Africa N°1 : Vers un plan social ?

mardi 15 mai 2018 Société & environnement


Après plusieurs années de tergiversations, les choses semblent se préciser dans la vie de la radio internationale installée au Gabon depuis février 1981. La partie libyenne qui détenait 52% des parts du capital de la radio Africa N°1 et qui constituait le principal obstacle quant à un plan de restructuration, aurait finalement accepté de se retirer pour laisser le total contrôle de cette radio à l’Etat gabonais qui en assure la survie depuis que la Libye est aux mains de groupuscules armés et n’a plus le moindre regard sur cette radio.

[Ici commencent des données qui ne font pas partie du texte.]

PR #2561, opened 2020-03-17
Add Entity List Legend Components; closes #2547.

### LINKED ISSUE #2547: Add Entity List Legend Components
In order for users to fully understand the EDTR UI we need to add a legend to the bottom of each entity list in order to describe the various icons and colour codings used throughout.

Here's an example of the legend currently in use below the Events Admin List Table

This is something that we will definitely utilize in the UIs for many different use cases, so ideally whatever we build should be highly reusable.

As well, just like the Entity Action Menus and Filter Bars, we will also likely require the ability to inject additional legend items into specific legends from addons, third party code, etc. So we will also want to wire this up using the fancy new registry logic that Manzoor just developed (or is still in the process of developing. That is not critical atm though so it is something we can add later. For now we can just pass an array of legend items.

Initially I see this being composed of three main parts:

1. abstract `EntityListLegend` component located in the `/application/ui/display` folder, which would be responsible for managing items and controlling their layout and display. This will likely also require a `LegendItem` component that will represent a single item. It's possible we may want to have two kinds of legend item components with one for icon based legend items and another for the colour swatches used to represent entity statuses. Because the legend is rather large, we might want to also have them hidden initially like we do with the filter bar filters and then only display them when an icon button is clicked. Let's use the AntD `<CompassFilled />` icon which could also rotate when clicked. I think we'll also want to have some text like "show legend" and "hide legend" beside the legend. The legends should be integrated directly with the EntityList and based on the ListId used for each.

2. a `DatesListLegend` for configuring the legend for the Dates list. This will require legend items for every icon used in the list as well as color swatches for each datetime status.

3. a `TicketsListLegend` for configuring the legend for the Tickets list. This will require legend items for every icon used in the list as well as color swatches for each ticket status.

nicolad:
- Implements `EntityListLegend` which gets configuration from dates and tickets and displays two columns of legend items.
- Closes: https://github.com/eventespresso/event-espresso-core/issues/2547


assets/src/application/ui/display/EntityListLegend/index.tsx
```diff
@@ -0,0 +1,50 @@
...
+const EntityListLegend: React.FC<Props> = ({ legendConfig }) => {
+	const { icons, swatches } = legendConfig;
+	return (
+		<Row className='ee-row'>
+			<Col span={12}>
+				<dl className='ee-list-table-legend'>
+					{Object.entries(icons).map(([icon, text]) => {
+						return (
+							<dt>
+								<EspressoIcon icon={icon} svgSize={18} />
```
nicolad: @manzoorwanijk I do get this error here, any hints or TS voodoo fixes?

image

nicolad:
@tn3rb furthermore when this will be hooked to registry I was thinking to make a small layout improvement:
is there are more swatches than icons, then I will slice the swatch array into 2 columns

assets/src/domain/eventEditor/ui/datetimes/datesList/config.ts
```diff
@@ -0,0 +1,16 @@
...
+		[Icon.GROUPS]: 'View Registrations for Event',
+		[Icon.TICKET]: 'View Assigned Tickets',
+	},
+	swatches: {
+		DTT: 'Trashed',
+		DTE: 'Expired',
+		DTS: 'Sold Out',
+		DTA: 'Active',
+	},
+};
```
nicolad: @tn3rb what are your thoughts on this?

assets/src/application/ui/layout/entityList/filterBar/EntityListFilterBar.tsx
```diff
@@ -17,8 +20,10 @@ import './style.scss';
 const EntityListFilterBar = <FS extends ELFSM>({
 	domain,
 	filterState,
+	legendConfig,
 	listId,
 }: EntityListFilterBarProps<FS>): JSX.Element => {
+	const [showLegend, setShowLegend] = useState(false);
```
nicolad: @tn3rb pulled down the state here, as discussed in chat.

assets/src/application/ui/display/EntityListLegend/index.tsx
```diff
@@ -0,0 +1,51 @@
...
+	const { icons, swatches } = legendConfig;
+
+	return (
+		<Row className='ee-row'>
+			<Col span={12}>
+				<dl className='ee-list-table-legend'>
+					{Object.entries(icons).map(([icon, description]) => {
+						return (
+							<dt>
+								<EspressoIcon icon={icon} svgSize={18} />
```
manzoorwanijk:
```suggestion
								<EspressoIcon icon={icon as Icon} svgSize={18} />
```

assets/src/application/ui/display/EntityListLegend/types.ts
```diff
@@ -0,0 +1,12 @@
+import { Icon } from '@appDisplay/espressoIcon';
+
+type Icons = {
+	[key in Icon]?: string;
+};
```
manzoorwanijk: My suggestion here would be to create an array of objects with descriptive keys like this:
```ts
type IconDescriptions = Array<{
    icon: Icon;
    description: string;
}>
```

assets/src/application/ui/display/EntityListLegend/types.ts
```diff
@@ -0,0 +1,12 @@
...
+
+export interface LegendConfig {
+	icons: Icons;
+	swatches: {
+		[key: string]: string;
+	};
```
manzoorwanijk:
```suggestion
	swatches: AnyObject<string>;
```

assets/src/application/ui/display/EntityListLegend/index.tsx
nicolad: thx @manzoorwanijk

assets/src/application/ui/display/EntityListLegend/types.ts
nicolad: agree with more explicit approach

assets/src/application/ui/display/EntityListLegend/index.tsx
```diff
@@ -0,0 +1,51 @@
...
+	legendConfig: LegendConfig;
+}
+
+const EntityListLegend: React.FC<Props> = ({ legendConfig }) => {
+	const { icons, swatches } = legendConfig;
+
+	return (
+		<Row className='ee-row'>
+			<Col span={12}>
+				<dl className='ee-list-table-legend'>
```
tn3rb: Although I really like the fact that you used a description list here, which is the most semantic markup for this use case, this isn't responsive the way it is setup.

I think we have two options here:

1. convert this completely to use AntD `Row` and `Col` components but use their responsive sizing props

ie:

```js
		<Row className='ee-row ee-list-table-legend' gutter={[16, { xs: 8, sm: 16, md: 24, lg: 32 }]}>
			{Object.entries(icons).map(([icon, description]) => {
				return (
					<Col xs={{ span: 24 }} sm={{ span: 12 }} md={{ span: 8 }} lg={{ span: 4 }}>
						<EspressoIcon icon={icon} svgSize={18} />
						<span className='ee-legend-description'>{description}</span>
					</Col>
				);
			})}
			{Object.entries(swatches).map(([swatchClassName, description]) => {
				return (
					<Col xs={{ span: 24 }} sm={{ span: 12 }} md={{ span: 8 }} lg={{ span: 4 }}>
						<span
							className={classNames('ee-status-legend', 'ee-status-background-color-' + swatchClassName)}
						></span>
						<span className='ee-legend-description'>{description}</span>
					</Col>
				);
			})}
		</Row>
```

2. drop the AntD components completely and use a description list (because I think your choice of dl, dt was great), but then use CSS grid to control the display

The former is easier but I think the latter would be better, at least from a semantics perspective which is somewhat important for a11y. We could also abstract either of those to be components in the app layer UI folder, whereas an abstract "List Table Legend" could go in with the Entity List component similar to how the filter bar and pagination are bundled with it. The specific "legend" components would of course need to go in the appropriate `/domain/` folder.

As well, I think this would be better if it simply mapped a single array of legend items to whatever kind of grid we end up using. 

How about we do the following:

- create a `LegendItem` component
- use additional components like `LegendItemIcon` and `LegendItemSwatch` for controlling those two aspects of things
- have those passed in via a single prop that is typed for those two components
- then either create:
     - `/application/ui/layout/grid` which wraps the AntD grid and sets up some common sizes for various breakpoints
     - `/application/ui/layout/descriptionList` which would use `<dl>`, `<dt>`, and `<dd>` for markup and CSS grid for controlling the display and responsiveness

This will better follow Single Responsibility Principle (SRP) imho since the individual legend item components will control their display as opposed to the list doing so. This allows for more variability of items to be added to these kinds of lists. For example, what if in the future we want to add a third kind of legend item? I also think having a list of one specific component will make it easier to handle adding items via the registry since it can be restricted to that specific type.

assets/src/application/ui/layout/entityList/EntityList.tsx
```diff
@@ -56,7 +57,12 @@ const EntityList = <E extends Entity, ELFS extends EntityListFilterStateManager<
 			<Title className='ee-entity-list__header' level={3}>
 				{headerText}
 			</Title>
-			<EntityListFilterBar domain={domain} filterState={filterState} listId={listId} />
+			<EntityListFilterBar
+				domain={domain}
+				filterState={filterState}
+				legendConfig={legendConfig}
```
tn3rb: I didn't like this at first because I thought these were going to display along with the filters but after checking out the branch and trying this I really like that this keeps the UI cleaner and has all of the buttons in the same place. 👍

assets/src/domain/eventEditor/ui/datetimes/datesList/config.ts
```diff
@@ -0,0 +1,16 @@
+import { Icon } from '@appDisplay/espressoIcon';
+import { LegendConfig } from '@application/ui/display/EntityListLegend/types';
+
+export const legendConfig: LegendConfig = {
+	icons: {
+		[Icon.EDIT]: 'Edit Event Details',
+		[Icon.GROUPS]: 'View Registrations for Event',
+		[Icon.TICKET]: 'View Assigned Tickets',
```
tn3rb:
```suggestion
		[Icon.EDIT]: __('Edit Event Date Details'),
		[Icon.GROUPS]: __('View Registrations for this Date'),
		[Icon.TICKET]: __('Manage Ticket Assignments'),
		[Icon.TRASH]: __('Move Date to Trash'),
```

assets/src/domain/eventEditor/ui/tickets/ticketsList/config.ts
```diff
@@ -0,0 +1,16 @@
+import { Icon } from '@appDisplay/espressoIcon';
+import { LegendConfig } from '@application/ui/display/EntityListLegend/types';
+
+export const legendConfig: LegendConfig = {
+	icons: {
+		[Icon.EDIT]: 'Edit Event Details',
+		[Icon.CALENDAR]: 'View Assigned Dates',
+		[Icon.CALCULATOR]: 'View Ticket Price Calculator',
```
tn3rb:
```suggestion
		[Icon.EDIT]: 'Edit Ticket Details',
		[Icon.CALENDAR]: 'Manage Date Assignments',
		[Icon.CALCULATOR]: 'Ticket Price Calculator',
		[Icon.TRASH]: __('Move Ticket to Trash'),
```

assets/src/application/ui/display/EntityListLegend/types.ts
nicolad: updated

assets/src/application/ui/display/EntityListLegend/types.ts
nicolad: updated

assets/src/domain/eventEditor/ui/datetimes/datesList/config.ts
```diff
@@ -0,0 +1,16 @@
...
+	},
+	swatches: {
+		DTT: 'Trashed',
+		DTE: 'Expired',
+		DTS: 'Sold Out',
+		DTA: 'Active',
```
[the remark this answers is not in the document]
nicolad: added `DTU` and made those translatable

assets/src/application/ui/layout/entityList/filterBar/buttons/LegendButton/index.tsx
```diff
@@ -0,0 +1,41 @@
...
+
+	return (
+		<div className='ee-toggle-legend-btn'>
+			<EspressoButton
+				buttonType={EspressoButtonType.MINIMAL}
+				className={className}
+				icon={icon}
+				id={id}
+				onClick={toggleLegend}
+				tooltip={__('show filters')}
```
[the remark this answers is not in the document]
nicolad: done, also updated the other button:

image
***
image

assets/src/application/ui/layout/entityList/filterBar/buttons/LegendButton/index.tsx
```diff
@@ -0,0 +1,41 @@
...
+			/>
+			<label className='esprs-button-label' htmlFor={id}>
+				{__(`${showLegend ? 'hide' : 'show'} legend`)}
+			</label>
```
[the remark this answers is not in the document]
nicolad: ok, lemme know the result

assets/src/domain/eventEditor/ui/datetimes/datesList/config.ts
nicolad: updated, thx

assets/src/domain/eventEditor/ui/tickets/ticketsList/config.ts
nicolad: updated, thank you

assets/src/application/ui/display/EntityListLegend/index.tsx
nicolad: @tn3rb please elaborate this:
`have those passed in via a single prop that is typed for those two components`

assets/src/domain/eventEditor/ui/tickets/ticketsList/config.ts
```diff
@@ -0,0 +1,16 @@
...
+	},
+	swatches: {
+		DTT: 'Trashed',
+		DTE: 'Expired',
+		DTS: 'Sold Out',
+		DTA: 'Active',
```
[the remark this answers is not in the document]
nicolad: updated and added `aria-label`s

assets/src/application/ui/display/EntityListLegend/index.tsx
tn3rb: in its simplest form, imagine the `LegendItem` component having two props:

- symbol: for displaying an icon or status swatch

- description: the text that explains what the legend item symbol represents

The typing for the props might then be something like :

```ts
interface LegendItemProps {
	symbol: Icon | Swatch; 
	description: string;
}
```

where `Icon | Swatch` would correspond to the `LegendItemIcon` and `LegendItemSwatch` components.

Now that said, there's multiple ways this could be done.

If you go the route of creating a more abstracted "DescriptionList" component, then instead of having  `LegendItem`, `LegendItemIcon`, and `LegendItemSwatch` components, it might be better to have generic `ListItem` and `ColorSwatch` components that we use in conjunction with `EspressoIcon` and then simply combine those together when creating an `AdminLegend` component.

The primary reason I'm suggesting this level of abstraction is because it's very likely that we will require these kinds of components for other use cases. As well, when it comes to extending these things via Manzoor's registry, we want to be able to easily restrict what gets added to things. So in this case, we don't want add-ons or third party devs co-opting an admin legend to add in some completely different and unexpected content. So only having one specific component that can be registered will clamp down on what can be done with those elements.

tn3rb:
re: labels and tooltips

Josh suggested the following:

button labels

as well as the following comment:

> the tooltips can indicate a bit more like “show this” or “hide that”

so let's do that, but also increase the spacing between buttons to help differentiate the labels from each other

assets/src/application/ui/layout/descriptionList/DescriptionList.tsx
```diff
@@ -0,0 +1,21 @@
+import React from 'react';
+
+import { DescriptionListProps } from './types';
+import './styles.scss';
+
+const DescriptionList: React.FC<DescriptionListProps> = ({ dataSource }) => {
```
nicolad: I've used the same prop as in antd `List`: https://github.com/ant-design/ant-design/blob/master/components/list/index.tsx#L39

assets/src/application/ui/layout/descriptionList/DescriptionList.tsx
```diff
@@ -0,0 +1,21 @@
...
+	return (
+		<dl className='ee-description-list-grid'>
+			{dataSource.map(({ description, term }) => {
+				return (
+					<div>
+						<dt>{term}</dt>
+						<dd>{description}</dd>
+					</div>
```
nicolad: This can be wrapped in `div`, based on MDN:

https://developer.mozilla.org/en-US/docs/Web/HTML/Element/dl

image

nicolad:
This is how it looks now:

image

assets/src/application/ui/display/ColorSwatch/index.tsx
```diff
@@ -0,0 +1,15 @@
...
+import classNames from 'classnames';
+
+import './style.scss';
+
+interface Props {
+	className?: string;
+	label?: string;
+}
+
+const ColorSwatch: React.FC<Props> = ({ className, label }) => {
```
nicolad: I thought that `application/ui/display` is a good place for this component.

assets/src/application/ui/display/EntityListLegend/types.ts
```diff
@@ -0,0 +1,12 @@
+import { AnyObject } from '@appServices/utilities/types';
+import { Icon } from '@appDisplay/espressoIcon';
+
+type IconType = {
```
nicolad: I named this `IconType` because I already imported `Icon` type.

assets/src/application/ui/layout/descriptionList/styles.scss
```diff
@@ -0,0 +1,15 @@
+.ee {
+	&-description-list-grid {
```
nicolad: It's a bit tricky to make this grid dynamic.
What I would like to implement in a separate PR is to define `grid-template-rows` based on some passed prop or to compute somehow it's value.

assets/src/application/ui/display/ColorSwatch/index.tsx
tn3rb: ya that's perfect

assets/src/application/ui/layout/descriptionList/styles.scss
tn3rb: try this for the parent container (dl?)

```css
		display: grid;
		gap: var(--ee-margin-big);
		grid-template-columns: repeat(auto-fit, minmax(SET_PX_WIDTH_YOU_WANT, 1fr));
		grid-auto-rows: SET_PX_HEIGHT_YOU_WANT;
```

gotta say:

```csss
.ee {
	&-
```

this is very clever namespacing 👍

assets/src/application/ui/layout/descriptionList/DescriptionList.tsx
tn3rb: I still think this, combined with some of what you added in `EntityListLegend`, would be good to extract into separate components

ie:

```js
interface DescriptionListItemProps {
	className: string;
	description: string;
	term: string | EspressoIcon | ColorSwatch; // or React.Node or whatever
}

const DescriptionListItem: React.FC<DescriptionListItemProps > = ({ className, description, term }) => (
	<div className={`${className} ee-description-list-item`}>
		<dt>{term}</dt>
		<dd>{description}</dd>
	</div>
);
```

then the interface for `DescriptionList` could type for an array of `DescriptionListItem[]`

and `EntityListLegend` would do something like:

```js
	const iconsSource = icons.map(({ icon, description }) => {
		return (
			<DescriptionListItem
				className='ee-legend-description'
				description={description}
				term={
					<EspressoIcon aria-label={description} icon={icon as Icon} svgSize={18} />
				}
			/>
		);
	});
```

because then everything is components

assets/src/application/ui/layout/descriptionList/styles.scss
nicolad: updated:

image

***
will have to tweak more when registry will be coupled

assets/src/application/ui/display/ColorSwatch/style.scss
```diff
@@ -0,0 +1,12 @@
+/** -------------------------------------------------------------------------
+ * Event Espresso ColorSwatch Stylesheet
+ * © 2020 Event Espresso
+ * ------------------------------------------------------------------------- */
+
+.ee {
+	&-color-swatch {
+		display: inline-block;
+		height: 18px;
+		width: 18px;
```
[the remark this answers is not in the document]
nicolad: `var(--ee-font-size-big)` seems a little too big, at least compared to icons

image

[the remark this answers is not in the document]
nicolad: applied default size

image

assets/src/application/ui/layout/descriptionList/DescriptionList.tsx
nicolad: done here: https://github.com/eventespresso/event-espresso-core/pull/2561/commits/4e25febdd9d3cb85ab05fcd7f2dfe7665449afa0

nicolad: it is a bit tricky to setup:
`dataSource: DescriptionListItemProps[]`, have set for now:
`dataSource: JSX.Element[]`
***
more info in this thread: https://eventespresso.slack.com/archives/C080DDVLM/p1584627543023800

assets/src/application/ui/layout/descriptionList/types.ts
```diff
@@ -5,5 +5,5 @@ export interface DescriptionListItemProps {
 }
 
 export interface DescriptionListProps {
-	dataSource: JSX.Element[];
+	dataSource: DescriptionListItemProps[];
```
nicolad: @tn3rb please note that in order to preserve this type @manzoorwanijk gave his :brain: and some changes has been made

assets/src/application/ui/display/ColorSwatch/style.scss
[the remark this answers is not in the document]
tn3rb: ya that looks POIFECT 👌

assets/src/application/ui/layout/entityList/filterBar/Collapsible.tsx
```diff
@@ -2,42 +2,25 @@ import React, { useRef } from 'react';
...
-	showEntityFilters = false,
-}) => {
+const Collapsible: React.FC<CollapsibleProps> = ({ children, show = false }) => {
 	const ref = useRef<HTMLDivElement>();
 	const { height } = useRect(ref);
 	const props = useSpring({
-		height: showEntityFilters ? height : 0,
-		opacity: showEntityFilters ? 1 : 0,
+		height: show ? height : 0,
+		opacity: show ? 1 : 0,
```
tn3rb: nice adherence to DRY

beyond the scope of this PR, but we could likely extract this into its own component for use outside of the filter bar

Le Gabon, selon Félix Onkéa du comité de privatisation qui avait rencontré la partie libyenne à Tunis et qui avait tenu avec les agents d’Africa N°1 une réunion de restitution, va conduire la période de transition en attendant de trouver un autre partenaire stratégique. Il est donc désormais question de dégraisser le mammouth afin de ramener les effectifs à un niveau raisonnable, cela en phase avec les exigences des partenaires stratégiques qui n’entendent pas hériter d’un lourd passif qui serait un fardeau pour leur investissement. Un plan social serait donc en gestation. Celui-ci doit être bouclé avant la fin du mois de juin prochain, aurait lâché Félix Onkéa au cours de cette rencontre avec les agents. L’opération va coûter à l’Etat gabonais la bagatelle de 3 milliards de FCfa en termes de droits des agents et auxquels va s’ajouter la prime transactionnelle. Sieur Onkéa, selon des indiscrétions, aurait déjà trouvé la ligne budgétaire sur laquelle sera piochée cette importante somme qui, à en croire certains, aurait été exagérément gonflée.

La dette d’Africa N°1 vis-à-vis des tiers dont les agents et le premier syndic judiciaire maître Roger-Valère Moussadji, aurait été surévaluée par les mêmes vampires passés maîtres dans le siphonage des finances publiques. Du côté d’Africa N°1 où cet argent suscite déjà des appétits voraces, un réseau mafieux échafaude des plans pour s’en mettre plein les poches comme lors du plan social de 2008 où un petit groupe avait empoché la part du lion dans le dos des collègues qui s’étaient contentés du menu fretin. Des agents de cette radio, échaudés par le fâcheux précédent et qui doutent de la moralité de ceux qui sont censés les représenter, n’entendent plus être floués comme en 2008, ils promettent de doubler de vigilance à défaut d’une action forte qui pourrait exposer certains à des poursuites judiciaires surtout à l’heure de « l’opération mamba » qui confronte des durs de pays qui croyaient jouir d’une impunité établie.